• WORK REQUIRED:
Please count the lines in the listing below where the word "intended" appears. Give the number only.

*** ENTRIES SUPPLIED Section Begins ***

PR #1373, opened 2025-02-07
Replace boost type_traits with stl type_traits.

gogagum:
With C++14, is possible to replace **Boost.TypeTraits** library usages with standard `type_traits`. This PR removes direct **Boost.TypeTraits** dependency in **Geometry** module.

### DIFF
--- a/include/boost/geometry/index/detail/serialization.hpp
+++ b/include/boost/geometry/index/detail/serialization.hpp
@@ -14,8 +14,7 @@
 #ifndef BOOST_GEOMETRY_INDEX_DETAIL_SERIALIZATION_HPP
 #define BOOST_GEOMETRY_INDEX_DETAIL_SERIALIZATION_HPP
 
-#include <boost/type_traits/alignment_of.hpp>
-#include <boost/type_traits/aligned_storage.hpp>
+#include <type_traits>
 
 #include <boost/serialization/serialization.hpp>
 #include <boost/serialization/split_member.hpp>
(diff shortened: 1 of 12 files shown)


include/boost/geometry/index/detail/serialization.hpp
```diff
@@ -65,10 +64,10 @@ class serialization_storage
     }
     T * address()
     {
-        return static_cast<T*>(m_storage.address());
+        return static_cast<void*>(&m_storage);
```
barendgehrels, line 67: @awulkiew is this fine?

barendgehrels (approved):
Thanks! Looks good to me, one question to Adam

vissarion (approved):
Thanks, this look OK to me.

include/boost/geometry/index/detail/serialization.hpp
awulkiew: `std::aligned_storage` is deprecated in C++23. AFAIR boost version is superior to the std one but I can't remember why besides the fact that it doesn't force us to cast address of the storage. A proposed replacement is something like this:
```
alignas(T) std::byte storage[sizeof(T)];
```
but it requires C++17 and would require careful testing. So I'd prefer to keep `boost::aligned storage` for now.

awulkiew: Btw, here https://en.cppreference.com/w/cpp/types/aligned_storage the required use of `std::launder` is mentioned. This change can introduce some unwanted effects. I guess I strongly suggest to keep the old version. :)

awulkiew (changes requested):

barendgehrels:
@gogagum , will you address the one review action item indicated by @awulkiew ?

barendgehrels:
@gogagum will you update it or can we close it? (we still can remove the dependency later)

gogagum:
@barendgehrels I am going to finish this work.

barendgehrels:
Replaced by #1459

*** ENTRIES SUPPLIED Section Ends ***
*** ENTRIES SUPPLIED Section Begins ***

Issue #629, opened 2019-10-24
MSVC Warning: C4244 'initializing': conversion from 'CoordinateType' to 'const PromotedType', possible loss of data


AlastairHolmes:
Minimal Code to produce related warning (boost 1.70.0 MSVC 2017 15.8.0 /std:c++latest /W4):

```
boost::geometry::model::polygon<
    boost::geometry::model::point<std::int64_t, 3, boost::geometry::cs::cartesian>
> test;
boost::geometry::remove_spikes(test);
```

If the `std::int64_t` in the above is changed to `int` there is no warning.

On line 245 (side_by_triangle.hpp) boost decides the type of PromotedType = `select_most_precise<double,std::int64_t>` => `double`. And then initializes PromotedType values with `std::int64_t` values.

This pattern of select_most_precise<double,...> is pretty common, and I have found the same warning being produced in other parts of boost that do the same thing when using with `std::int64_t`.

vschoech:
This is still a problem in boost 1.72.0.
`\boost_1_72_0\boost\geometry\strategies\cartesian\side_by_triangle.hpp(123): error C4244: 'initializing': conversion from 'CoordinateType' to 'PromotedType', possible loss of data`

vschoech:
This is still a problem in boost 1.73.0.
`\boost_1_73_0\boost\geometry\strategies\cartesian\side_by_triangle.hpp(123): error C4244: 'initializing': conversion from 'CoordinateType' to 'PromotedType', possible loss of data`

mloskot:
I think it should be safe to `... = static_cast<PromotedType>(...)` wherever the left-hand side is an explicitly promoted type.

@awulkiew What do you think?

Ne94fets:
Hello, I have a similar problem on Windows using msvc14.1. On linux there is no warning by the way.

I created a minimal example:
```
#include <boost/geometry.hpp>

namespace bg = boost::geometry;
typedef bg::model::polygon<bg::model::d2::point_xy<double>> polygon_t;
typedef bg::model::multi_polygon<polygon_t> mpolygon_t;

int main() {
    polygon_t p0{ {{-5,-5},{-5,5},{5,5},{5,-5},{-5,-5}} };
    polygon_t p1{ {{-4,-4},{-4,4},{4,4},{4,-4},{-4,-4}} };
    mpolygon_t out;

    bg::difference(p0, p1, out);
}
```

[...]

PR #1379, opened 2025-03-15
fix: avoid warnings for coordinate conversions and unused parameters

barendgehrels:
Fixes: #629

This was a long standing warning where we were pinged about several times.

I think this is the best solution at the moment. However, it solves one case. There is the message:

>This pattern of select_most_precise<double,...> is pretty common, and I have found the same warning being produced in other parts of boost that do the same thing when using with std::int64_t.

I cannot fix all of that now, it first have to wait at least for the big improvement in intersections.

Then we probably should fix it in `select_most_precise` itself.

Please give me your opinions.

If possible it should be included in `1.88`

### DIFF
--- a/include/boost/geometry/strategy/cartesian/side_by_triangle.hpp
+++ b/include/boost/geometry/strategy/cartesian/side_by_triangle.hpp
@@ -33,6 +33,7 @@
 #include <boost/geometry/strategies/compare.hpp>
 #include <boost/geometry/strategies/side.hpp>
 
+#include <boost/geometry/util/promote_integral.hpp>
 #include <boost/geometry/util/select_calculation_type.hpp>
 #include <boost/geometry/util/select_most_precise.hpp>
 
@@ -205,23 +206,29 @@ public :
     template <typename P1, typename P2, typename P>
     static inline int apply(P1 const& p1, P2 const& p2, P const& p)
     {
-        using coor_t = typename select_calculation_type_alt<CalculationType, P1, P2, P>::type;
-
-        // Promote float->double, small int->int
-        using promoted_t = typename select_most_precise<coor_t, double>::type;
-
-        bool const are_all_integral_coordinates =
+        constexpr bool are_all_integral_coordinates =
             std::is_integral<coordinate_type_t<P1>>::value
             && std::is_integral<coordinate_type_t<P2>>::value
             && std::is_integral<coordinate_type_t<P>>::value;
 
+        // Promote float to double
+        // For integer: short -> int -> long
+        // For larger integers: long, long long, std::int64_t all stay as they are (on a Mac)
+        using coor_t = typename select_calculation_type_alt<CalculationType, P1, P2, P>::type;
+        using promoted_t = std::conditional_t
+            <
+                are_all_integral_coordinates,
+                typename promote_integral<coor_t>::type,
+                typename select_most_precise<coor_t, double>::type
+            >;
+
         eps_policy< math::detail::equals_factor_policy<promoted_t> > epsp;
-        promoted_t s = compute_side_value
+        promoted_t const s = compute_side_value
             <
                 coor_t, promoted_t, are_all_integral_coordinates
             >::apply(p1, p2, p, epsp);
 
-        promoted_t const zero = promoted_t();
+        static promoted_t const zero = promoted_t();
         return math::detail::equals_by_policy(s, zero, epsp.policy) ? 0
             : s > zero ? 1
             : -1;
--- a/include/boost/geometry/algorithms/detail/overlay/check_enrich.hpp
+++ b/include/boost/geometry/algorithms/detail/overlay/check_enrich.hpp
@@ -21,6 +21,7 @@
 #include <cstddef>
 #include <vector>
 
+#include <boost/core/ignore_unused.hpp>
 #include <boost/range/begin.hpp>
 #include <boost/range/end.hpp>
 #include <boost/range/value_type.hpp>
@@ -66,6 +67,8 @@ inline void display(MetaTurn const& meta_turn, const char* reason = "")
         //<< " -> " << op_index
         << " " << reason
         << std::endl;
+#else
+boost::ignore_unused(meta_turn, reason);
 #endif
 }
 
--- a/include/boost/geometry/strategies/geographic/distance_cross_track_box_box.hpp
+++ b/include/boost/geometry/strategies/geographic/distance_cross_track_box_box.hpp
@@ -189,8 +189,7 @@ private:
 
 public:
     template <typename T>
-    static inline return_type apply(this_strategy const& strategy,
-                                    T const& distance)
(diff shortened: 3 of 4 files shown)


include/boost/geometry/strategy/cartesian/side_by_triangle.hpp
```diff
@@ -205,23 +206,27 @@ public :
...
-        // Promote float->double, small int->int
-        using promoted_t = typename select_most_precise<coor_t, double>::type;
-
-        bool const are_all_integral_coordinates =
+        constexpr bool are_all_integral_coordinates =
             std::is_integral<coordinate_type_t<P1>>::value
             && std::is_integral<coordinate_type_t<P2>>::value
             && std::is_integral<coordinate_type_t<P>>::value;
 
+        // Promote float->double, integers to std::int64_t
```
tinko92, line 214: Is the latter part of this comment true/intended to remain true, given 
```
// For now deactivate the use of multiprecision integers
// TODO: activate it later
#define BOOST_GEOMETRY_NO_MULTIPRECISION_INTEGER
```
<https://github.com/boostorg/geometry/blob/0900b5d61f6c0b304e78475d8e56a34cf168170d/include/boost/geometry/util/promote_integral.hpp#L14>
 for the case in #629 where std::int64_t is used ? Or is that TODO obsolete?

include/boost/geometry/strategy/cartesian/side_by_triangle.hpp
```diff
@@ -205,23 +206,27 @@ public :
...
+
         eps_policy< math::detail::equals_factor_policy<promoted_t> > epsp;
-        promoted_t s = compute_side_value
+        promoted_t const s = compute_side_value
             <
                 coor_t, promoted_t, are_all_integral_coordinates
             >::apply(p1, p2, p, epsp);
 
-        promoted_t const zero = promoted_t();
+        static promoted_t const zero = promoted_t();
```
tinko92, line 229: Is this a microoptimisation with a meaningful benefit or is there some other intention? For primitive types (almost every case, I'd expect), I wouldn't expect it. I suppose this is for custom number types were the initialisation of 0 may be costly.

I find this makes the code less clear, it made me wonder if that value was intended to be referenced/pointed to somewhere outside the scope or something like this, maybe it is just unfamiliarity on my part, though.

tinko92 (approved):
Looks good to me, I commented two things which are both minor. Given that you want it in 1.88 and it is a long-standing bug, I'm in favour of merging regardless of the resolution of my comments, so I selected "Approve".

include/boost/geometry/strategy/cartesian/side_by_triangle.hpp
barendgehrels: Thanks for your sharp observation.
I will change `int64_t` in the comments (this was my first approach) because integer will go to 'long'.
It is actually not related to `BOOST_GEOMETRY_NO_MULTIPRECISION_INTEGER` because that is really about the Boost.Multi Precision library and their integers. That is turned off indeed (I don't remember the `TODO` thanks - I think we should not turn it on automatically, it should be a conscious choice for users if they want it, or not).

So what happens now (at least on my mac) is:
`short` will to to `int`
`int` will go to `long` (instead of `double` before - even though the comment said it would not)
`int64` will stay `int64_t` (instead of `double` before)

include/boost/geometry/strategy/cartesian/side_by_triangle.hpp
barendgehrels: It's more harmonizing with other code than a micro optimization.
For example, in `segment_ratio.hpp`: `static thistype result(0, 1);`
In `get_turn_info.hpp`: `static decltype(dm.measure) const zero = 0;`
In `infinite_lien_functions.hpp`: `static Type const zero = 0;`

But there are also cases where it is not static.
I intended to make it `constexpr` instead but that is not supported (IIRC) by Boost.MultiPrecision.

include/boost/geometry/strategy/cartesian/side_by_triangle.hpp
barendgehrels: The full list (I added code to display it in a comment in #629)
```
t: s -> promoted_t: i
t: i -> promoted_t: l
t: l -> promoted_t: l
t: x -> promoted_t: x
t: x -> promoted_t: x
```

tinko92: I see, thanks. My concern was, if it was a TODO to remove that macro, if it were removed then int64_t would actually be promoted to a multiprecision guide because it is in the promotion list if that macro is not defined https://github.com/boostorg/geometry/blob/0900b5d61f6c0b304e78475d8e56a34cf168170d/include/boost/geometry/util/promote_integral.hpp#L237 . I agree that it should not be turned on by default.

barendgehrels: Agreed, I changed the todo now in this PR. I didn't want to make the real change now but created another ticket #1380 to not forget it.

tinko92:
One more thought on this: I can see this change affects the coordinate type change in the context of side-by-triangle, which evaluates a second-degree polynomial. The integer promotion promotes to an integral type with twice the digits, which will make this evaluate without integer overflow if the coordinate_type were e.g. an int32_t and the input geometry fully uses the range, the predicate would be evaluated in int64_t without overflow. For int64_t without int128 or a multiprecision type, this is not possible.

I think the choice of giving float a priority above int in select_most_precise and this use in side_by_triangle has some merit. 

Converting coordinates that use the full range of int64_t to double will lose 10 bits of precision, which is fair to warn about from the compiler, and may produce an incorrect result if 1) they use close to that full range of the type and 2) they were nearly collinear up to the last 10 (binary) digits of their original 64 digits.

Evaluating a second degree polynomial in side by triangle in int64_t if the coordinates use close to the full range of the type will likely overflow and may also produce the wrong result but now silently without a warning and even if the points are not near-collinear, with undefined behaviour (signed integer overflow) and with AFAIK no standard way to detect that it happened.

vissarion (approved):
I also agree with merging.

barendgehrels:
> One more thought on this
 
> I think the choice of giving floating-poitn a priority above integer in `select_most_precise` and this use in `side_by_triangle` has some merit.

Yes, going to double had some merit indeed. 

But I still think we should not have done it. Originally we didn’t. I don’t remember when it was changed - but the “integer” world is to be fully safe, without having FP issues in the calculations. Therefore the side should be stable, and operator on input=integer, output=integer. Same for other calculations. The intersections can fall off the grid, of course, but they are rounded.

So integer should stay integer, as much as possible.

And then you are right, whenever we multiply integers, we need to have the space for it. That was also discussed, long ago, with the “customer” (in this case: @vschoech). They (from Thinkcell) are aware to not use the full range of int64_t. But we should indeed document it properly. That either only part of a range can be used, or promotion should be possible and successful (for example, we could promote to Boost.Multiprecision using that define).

*** ENTRIES SUPPLIED Section Ends ***

• RESULT OF THE EXERCISE:
3